Exercise description —
From the first record to the last, write each one out again exactly.

Task material —
Issue #827, opened 2021-09-11
Feature Request - Support Edit / Add of Multiple Locations for Library Sections


EarthBoundX5:
**Describe the issue**

The current Python-PlexAPI does not appear to support edit() or add() of libraries with multiple folder locations.  The vanilla Plex API supports this function.  Please add functionality for feature parity.

**Code snippets**

Here is some general pseudo code that may be a way to implement this functionality.

```
if librarylocation.length > 1
x=librarylocation.length
while x != 0
locations = locations + "librarylocation[x]" + "&"
x--
trim locations "&"
```

**Expected behavior**

I would expect to be able to either pass in an array or string of values matching a defined syntax to Python-PlexAPI and it be passed to the Plex API request.

The current Plex API achieves this by simply having multiple location='s in the PUT request URL.  For example:
`location=C:\Users\Administrator\Desktop\TempPlex\Temp1&location=C:\Users\Administrator\Desktop\TempPlex\Temp2&location=C:\Users\Administrator\Desktop\TempPlex\Temp3
`

**Enviroment (please complete the following information):**

 - OS: Windows Server 2019
 - Plex version: 1.24.1.4931
 - Python Version: 3.7.9
 - PlexAPI version: 4.7.0

**Additional context**

I discovered this deficiency while posting in the Support Discord channel and received input and assistance from SwiftPanda.  I think this could be a very useful supported function for Python-PlexAPI, I had planned to use it in tandem with automating library adds; but will be using PlexAPI direct now, so unless I have issues, there is no urgency from me on this request.

Additionally, worth noting there is a misspelling above in the GitHub issue template.  Enviroment is spelled Environment.

EarthBoundX5:
In case it helps, I've posted my solution to this using the base URL + PowerShell here:
https://www.reddit.com/r/PleX/comments/plbd27/scripted_adding_of_folders_to_libraries/

JonnyWong16:
This was added in version [4.9.0](https://github.com/pkkid/python-plexapi/releases/tag/4.9.0).

PR #837, opened 2021-09-27
Library editing updates

blacktwin:
## Description

Adding convenience methods to add and remove location(s) (paths) to a library. Updating library `add()` method to allow for muliple locations on creation of library.

Fixes or addresses #827

## Example

```python
plex = PlexServer(PLEX_URL, PLEX_TOKEN, session=sess)

locations = ["D:\\plexlibraries\\shows",
             "D:\\plexlibraries\\shows_optimized"]

plex.library.add(name='Test Library', type='show', agent='tv.plex.agents.series',
                      scanner='Plex TV Series', location=locations, language='U')
					  
testLibrary = plex.library.section('Test Library')
testLibrary.removeLocations(locations[0])
testLibrary.addLocations(locations[0])
```

## Type of change

## Checklist:


blacktwin:
TODO: Add tests

plexapi/library.py
```diff
@@ -294,8 +294,13 @@ def add(self, name='', type='', agent='', scanner='', location='', language='en'
                   40:South Africa, 41:Spain, 42:Sweden, 43:Switzerland, 44:Taiwan, 45:Trinidad,
                   46:United Kingdom, 47:United States, 48:Uruguay, 49:Venezuela.
         """
-        part = '/library/sections?name=%s&type=%s&agent=%s&scanner=%s&language=%s&location=%s' % (
-            quote_plus(name), type, agent, quote_plus(scanner), language, quote_plus(location))  # noqa E126
+        if isinstance(location, str):
+            if not utils.pathExist(location):
```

Exercise response —
Issue #827, opened 2021-09-11
Feature Request - Support Edit / Add of Multiple Locations for Library Sections


EarthBoundX5:
**Describe the issue**

The current Python-PlexAPI does not appear to support edit() or add() of libraries with multiple folder locations.  The vanilla Plex API supports this function.  Please add functionality for feature parity.

**Code snippets**

Here is some general pseudo code that may be a way to implement this functionality.

```
if librarylocation.length > 1
x=librarylocation.length
while x != 0
locations = locations + "librarylocation[x]" + "&"
x--
trim locations "&"
```

**Expected behavior**

I would expect to be able to either pass in an array or string of values matching a defined syntax to Python-PlexAPI and it be passed to the Plex API request.

The current Plex API achieves this by simply having multiple location='s in the PUT request URL.  For example:
`location=C:\Users\Administrator\Desktop\TempPlex\Temp1&location=C:\Users\Administrator\Desktop\TempPlex\Temp2&location=C:\Users\Administrator\Desktop\TempPlex\Temp3
`

**Enviroment (please complete the following information):**

 - OS: Windows Server 2019
 - Plex version: 1.24.1.4931
 - Python Version: 3.7.9
 - PlexAPI version: 4.7.0

**Additional context**

I discovered this deficiency while posting in the Support Discord channel and received input and assistance from SwiftPanda.  I think this could be a very useful supported function for Python-PlexAPI, I had planned to use it in tandem with automating library adds; but will be using PlexAPI direct now, so unless I have issues, there is no urgency from me on this request.

Additionally, worth noting there is a misspelling above in the GitHub issue template.  Enviroment is spelled Environment.

EarthBoundX5:
In case it helps, I've posted my solution to this using the base URL + PowerShell here:
https://www.reddit.com/r/PleX/comments/plbd27/scripted_adding_of_folders_to_libraries/

JonnyWong16:
This was added in version [4.9.0](https://github.com/pkkid/python-plexapi/releases/tag/4.9.0).

PR #837, opened 2021-09-27
Library editing updates

blacktwin:
## Description

Adding convenience methods to add and remove location(s) (paths) to a library. Updating library `add()` method to allow for muliple locations on creation of library.

Fixes or addresses #827

## Example

```python
plex = PlexServer(PLEX_URL, PLEX_TOKEN, session=sess)

locations = ["D:\\plexlibraries\\shows",
             "D:\\plexlibraries\\shows_optimized"]

plex.library.add(name='Test Library', type='show', agent='tv.plex.agents.series',
                      scanner='Plex TV Series', location=locations, language='U')
					  
testLibrary = plex.library.section('Test Library')
testLibrary.removeLocations(locations[0])
testLibrary.addLocations(locations[0])
```

## Type of change

## Checklist:


blacktwin:
TODO: Add tests

plexapi/library.py
```diff
@@ -294,8 +294,13 @@ def add(self, name='', type='', agent='', scanner='', location='', language='en'
                   40:South Africa, 41:Spain, 42:Sweden, 43:Switzerland, 44:Taiwan, 45:Trinidad,
                   46:United Kingdom, 47:United States, 48:Uruguay, 49:Venezuela.
         """
-        part = '/library/sections?name=%s&type=%s&agent=%s&scanner=%s&language=%s&location=%s' % (
-            quote_plus(name), type, agent, quote_plus(scanner), language, quote_plus(location))  # noqa E126
+        if isinstance(location, str):
+            if not utils.pathExist(location):
```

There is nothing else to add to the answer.